▶ _WHAT THIS TASK INVOLVES_: Reproduce exactly, from the data that follows, the line with "Alternatively, we could", the line with "Resubmitted at #316.", and every line that lies between them.

*** Opening DATA SHOWN ***

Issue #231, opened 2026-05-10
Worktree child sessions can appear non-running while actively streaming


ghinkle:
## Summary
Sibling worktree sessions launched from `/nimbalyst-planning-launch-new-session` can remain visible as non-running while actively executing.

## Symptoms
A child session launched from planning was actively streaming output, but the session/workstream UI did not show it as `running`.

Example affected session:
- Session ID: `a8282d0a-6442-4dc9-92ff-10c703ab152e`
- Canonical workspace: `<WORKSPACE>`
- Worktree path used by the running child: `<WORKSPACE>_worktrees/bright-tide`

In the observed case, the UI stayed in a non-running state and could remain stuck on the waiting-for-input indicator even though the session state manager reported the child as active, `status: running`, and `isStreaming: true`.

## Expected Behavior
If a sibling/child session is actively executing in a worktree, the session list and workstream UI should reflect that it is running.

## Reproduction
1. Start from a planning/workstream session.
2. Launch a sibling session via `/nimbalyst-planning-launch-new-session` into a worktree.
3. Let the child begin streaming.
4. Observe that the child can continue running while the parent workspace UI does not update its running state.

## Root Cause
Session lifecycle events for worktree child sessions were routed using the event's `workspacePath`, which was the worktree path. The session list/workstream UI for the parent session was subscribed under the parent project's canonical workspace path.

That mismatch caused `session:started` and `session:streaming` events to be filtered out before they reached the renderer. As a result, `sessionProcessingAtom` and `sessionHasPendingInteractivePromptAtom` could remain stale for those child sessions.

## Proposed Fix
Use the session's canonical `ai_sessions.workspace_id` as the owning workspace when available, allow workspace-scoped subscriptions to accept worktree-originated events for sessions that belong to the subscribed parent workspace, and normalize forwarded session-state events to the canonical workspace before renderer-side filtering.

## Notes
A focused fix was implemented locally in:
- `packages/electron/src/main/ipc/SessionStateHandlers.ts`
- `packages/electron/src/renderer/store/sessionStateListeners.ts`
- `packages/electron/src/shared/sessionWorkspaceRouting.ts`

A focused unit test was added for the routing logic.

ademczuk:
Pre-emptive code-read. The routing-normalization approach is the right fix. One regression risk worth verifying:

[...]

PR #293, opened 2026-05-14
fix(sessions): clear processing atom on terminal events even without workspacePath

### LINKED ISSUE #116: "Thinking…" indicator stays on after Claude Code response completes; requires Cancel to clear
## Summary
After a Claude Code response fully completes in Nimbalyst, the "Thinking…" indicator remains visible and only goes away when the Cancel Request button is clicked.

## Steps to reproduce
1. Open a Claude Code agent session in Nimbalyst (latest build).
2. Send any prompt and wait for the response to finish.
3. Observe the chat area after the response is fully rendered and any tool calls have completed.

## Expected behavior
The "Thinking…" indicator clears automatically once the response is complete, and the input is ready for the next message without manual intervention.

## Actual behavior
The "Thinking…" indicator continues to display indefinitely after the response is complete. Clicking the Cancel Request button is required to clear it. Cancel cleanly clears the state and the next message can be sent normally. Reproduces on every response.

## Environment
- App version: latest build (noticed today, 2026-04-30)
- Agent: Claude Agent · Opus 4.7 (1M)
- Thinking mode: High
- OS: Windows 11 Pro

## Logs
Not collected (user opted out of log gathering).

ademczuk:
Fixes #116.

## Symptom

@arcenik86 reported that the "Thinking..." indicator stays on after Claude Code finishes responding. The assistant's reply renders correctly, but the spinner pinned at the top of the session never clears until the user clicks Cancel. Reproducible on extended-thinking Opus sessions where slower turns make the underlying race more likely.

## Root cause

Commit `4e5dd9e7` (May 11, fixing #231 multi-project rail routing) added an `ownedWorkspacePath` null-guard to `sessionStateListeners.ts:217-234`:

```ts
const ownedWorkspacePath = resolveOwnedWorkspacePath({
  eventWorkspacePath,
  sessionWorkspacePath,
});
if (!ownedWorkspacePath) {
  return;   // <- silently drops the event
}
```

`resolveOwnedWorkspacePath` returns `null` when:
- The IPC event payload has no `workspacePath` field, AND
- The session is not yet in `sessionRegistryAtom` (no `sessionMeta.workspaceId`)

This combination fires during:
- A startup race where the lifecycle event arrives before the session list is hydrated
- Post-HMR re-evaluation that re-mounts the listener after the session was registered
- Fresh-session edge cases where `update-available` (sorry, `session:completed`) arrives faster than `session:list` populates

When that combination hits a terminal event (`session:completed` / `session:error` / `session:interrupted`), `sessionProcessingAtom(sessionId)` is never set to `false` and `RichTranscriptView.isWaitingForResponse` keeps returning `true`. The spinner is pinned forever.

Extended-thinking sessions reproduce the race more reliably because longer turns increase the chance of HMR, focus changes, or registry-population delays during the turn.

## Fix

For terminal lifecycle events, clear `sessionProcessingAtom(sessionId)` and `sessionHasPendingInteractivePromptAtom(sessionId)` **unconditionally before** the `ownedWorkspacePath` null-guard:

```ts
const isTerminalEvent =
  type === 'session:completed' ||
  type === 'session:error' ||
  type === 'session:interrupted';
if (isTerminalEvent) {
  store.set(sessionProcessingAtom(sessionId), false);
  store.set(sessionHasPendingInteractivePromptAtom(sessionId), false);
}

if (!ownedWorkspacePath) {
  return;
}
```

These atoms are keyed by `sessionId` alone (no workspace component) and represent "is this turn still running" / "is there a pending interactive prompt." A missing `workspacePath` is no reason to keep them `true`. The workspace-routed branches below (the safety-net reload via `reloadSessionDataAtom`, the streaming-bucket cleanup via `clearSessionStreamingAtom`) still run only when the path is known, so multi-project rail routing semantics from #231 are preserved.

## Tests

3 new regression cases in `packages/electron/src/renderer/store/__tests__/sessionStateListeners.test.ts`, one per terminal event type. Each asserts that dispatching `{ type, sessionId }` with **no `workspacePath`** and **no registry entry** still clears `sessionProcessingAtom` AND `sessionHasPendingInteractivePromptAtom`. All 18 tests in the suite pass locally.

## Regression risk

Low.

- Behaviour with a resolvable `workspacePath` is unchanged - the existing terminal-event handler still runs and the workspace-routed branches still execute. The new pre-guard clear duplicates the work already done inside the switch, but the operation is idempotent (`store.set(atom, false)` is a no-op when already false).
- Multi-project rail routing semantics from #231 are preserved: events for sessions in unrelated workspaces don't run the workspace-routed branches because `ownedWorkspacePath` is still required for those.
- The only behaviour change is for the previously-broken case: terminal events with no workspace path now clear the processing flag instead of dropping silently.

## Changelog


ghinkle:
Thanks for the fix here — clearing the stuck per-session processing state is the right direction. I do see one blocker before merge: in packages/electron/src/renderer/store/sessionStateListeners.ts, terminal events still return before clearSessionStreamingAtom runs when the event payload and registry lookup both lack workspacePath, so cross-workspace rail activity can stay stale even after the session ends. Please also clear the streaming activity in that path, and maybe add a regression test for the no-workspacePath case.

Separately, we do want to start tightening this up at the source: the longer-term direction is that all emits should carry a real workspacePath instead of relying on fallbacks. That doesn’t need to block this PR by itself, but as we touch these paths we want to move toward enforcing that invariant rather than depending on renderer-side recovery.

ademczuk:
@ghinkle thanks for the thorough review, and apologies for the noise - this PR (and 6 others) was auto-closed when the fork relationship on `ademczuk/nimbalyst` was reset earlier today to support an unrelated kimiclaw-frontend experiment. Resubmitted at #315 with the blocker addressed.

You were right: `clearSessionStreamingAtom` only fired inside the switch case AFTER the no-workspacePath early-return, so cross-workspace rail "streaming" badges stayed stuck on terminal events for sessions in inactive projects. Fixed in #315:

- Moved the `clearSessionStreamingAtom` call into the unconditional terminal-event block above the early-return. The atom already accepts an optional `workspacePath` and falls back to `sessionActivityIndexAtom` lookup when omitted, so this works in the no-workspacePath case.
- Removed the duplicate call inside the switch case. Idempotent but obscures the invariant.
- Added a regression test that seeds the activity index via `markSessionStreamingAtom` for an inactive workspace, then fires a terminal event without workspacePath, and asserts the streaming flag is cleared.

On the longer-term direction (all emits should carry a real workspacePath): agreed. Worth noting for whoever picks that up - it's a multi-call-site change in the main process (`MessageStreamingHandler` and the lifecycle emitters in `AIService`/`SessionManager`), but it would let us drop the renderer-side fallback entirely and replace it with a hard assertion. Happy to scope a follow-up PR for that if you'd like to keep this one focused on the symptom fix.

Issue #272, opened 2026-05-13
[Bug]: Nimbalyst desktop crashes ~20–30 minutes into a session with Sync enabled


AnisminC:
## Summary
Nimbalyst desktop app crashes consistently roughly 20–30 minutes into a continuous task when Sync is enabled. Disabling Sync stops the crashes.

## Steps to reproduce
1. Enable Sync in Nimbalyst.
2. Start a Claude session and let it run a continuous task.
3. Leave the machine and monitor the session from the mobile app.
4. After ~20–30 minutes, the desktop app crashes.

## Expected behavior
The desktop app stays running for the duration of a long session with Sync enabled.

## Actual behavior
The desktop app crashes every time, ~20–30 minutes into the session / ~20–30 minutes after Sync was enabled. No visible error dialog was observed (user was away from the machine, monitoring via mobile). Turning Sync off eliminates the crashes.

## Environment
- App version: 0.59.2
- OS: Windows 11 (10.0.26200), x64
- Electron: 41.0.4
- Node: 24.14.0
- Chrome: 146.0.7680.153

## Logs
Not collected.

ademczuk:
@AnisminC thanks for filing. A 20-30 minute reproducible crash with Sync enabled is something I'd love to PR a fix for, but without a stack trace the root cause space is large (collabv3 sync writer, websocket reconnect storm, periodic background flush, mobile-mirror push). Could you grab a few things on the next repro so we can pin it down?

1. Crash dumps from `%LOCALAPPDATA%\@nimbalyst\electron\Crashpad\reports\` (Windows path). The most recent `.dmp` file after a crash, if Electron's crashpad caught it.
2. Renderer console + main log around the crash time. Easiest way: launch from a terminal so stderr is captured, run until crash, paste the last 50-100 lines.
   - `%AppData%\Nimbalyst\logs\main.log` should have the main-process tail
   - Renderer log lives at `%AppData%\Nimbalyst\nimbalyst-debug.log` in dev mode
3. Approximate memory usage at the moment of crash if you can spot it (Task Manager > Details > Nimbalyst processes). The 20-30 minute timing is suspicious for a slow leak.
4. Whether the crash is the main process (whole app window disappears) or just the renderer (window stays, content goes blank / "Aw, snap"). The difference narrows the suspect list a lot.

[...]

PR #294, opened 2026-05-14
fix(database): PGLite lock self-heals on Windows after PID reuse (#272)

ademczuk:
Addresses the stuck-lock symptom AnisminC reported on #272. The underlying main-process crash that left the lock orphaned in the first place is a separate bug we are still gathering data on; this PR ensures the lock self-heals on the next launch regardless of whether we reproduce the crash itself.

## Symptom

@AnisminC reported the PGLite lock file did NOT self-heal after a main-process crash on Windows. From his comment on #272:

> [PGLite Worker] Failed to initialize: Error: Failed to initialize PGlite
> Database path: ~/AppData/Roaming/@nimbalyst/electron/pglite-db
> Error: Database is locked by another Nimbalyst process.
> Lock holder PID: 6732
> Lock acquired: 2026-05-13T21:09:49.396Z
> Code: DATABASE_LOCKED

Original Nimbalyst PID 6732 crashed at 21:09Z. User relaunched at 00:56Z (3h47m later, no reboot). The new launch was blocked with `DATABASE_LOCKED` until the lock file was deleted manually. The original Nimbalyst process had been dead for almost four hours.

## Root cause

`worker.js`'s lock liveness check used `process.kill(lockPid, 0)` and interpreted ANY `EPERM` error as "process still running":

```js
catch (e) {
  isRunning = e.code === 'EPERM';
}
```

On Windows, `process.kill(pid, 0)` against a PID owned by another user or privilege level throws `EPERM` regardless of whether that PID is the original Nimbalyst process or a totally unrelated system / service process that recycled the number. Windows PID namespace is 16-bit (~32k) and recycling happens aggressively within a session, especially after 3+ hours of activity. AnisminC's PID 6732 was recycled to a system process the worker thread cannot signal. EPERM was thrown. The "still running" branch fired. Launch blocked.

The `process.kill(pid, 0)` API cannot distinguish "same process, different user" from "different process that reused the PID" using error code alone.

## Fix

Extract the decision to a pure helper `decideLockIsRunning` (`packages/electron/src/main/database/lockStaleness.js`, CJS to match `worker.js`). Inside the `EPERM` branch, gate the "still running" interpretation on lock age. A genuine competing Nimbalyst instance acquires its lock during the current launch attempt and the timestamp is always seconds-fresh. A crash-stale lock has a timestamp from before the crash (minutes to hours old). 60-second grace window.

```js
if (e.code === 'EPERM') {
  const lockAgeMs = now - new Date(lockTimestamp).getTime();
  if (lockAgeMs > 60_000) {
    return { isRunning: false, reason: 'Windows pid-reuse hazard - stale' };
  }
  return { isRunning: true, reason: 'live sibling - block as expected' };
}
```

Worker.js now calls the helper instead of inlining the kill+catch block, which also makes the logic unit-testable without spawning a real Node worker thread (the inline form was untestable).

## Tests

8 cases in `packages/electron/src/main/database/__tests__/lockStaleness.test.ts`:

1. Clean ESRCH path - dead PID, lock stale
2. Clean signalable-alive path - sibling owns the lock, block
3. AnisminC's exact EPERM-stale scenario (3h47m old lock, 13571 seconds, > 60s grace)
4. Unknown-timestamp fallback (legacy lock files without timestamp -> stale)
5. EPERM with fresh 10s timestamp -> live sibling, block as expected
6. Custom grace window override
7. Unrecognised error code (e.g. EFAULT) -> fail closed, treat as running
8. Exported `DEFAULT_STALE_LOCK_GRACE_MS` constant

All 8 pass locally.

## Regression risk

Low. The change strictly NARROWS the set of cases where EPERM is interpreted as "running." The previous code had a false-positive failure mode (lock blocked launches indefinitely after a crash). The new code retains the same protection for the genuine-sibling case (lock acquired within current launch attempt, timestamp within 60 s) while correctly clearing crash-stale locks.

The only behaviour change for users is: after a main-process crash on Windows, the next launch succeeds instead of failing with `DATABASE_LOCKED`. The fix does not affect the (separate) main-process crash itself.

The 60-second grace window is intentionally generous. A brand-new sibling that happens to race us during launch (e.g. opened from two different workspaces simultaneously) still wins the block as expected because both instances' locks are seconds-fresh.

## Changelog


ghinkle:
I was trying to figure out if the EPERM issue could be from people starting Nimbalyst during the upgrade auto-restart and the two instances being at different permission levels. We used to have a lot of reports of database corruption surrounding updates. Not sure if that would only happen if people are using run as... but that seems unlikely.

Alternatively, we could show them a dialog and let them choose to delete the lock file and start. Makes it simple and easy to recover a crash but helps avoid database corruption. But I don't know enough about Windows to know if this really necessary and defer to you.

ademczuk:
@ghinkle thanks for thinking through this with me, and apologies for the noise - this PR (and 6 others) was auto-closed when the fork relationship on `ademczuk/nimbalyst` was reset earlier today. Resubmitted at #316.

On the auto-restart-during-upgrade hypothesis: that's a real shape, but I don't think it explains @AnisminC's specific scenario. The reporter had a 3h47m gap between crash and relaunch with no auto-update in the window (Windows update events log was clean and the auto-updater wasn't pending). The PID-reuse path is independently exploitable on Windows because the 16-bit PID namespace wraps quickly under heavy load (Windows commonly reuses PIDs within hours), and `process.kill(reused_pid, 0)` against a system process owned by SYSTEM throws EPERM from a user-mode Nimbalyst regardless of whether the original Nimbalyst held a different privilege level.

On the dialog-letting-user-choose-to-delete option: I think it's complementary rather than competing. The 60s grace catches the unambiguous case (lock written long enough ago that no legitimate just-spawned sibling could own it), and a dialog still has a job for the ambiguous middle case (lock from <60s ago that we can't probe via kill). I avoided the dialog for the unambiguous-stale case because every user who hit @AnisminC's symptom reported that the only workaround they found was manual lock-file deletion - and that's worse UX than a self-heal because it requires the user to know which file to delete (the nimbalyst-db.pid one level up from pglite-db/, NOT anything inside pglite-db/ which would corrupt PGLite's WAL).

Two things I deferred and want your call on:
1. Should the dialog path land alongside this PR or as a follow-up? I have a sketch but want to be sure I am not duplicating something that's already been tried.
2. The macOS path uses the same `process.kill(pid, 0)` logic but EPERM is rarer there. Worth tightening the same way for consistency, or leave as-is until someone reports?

*** Closing DATA SHOWN ***

▶ _RESULT OF THIS EXERCISE_:
Alternatively, we could show them a dialog and let them choose to delete the lock file and start. Makes it simple and easy to recover a crash but helps avoid database corruption. But I don't know enough about Windows to know if this really necessary and defer to you.

ademczuk:
@ghinkle thanks for thinking through this with me, and apologies for the noise - this PR (and 6 others) was auto-closed when the fork relationship on `ademczuk/nimbalyst` was reset earlier today. Resubmitted at #316.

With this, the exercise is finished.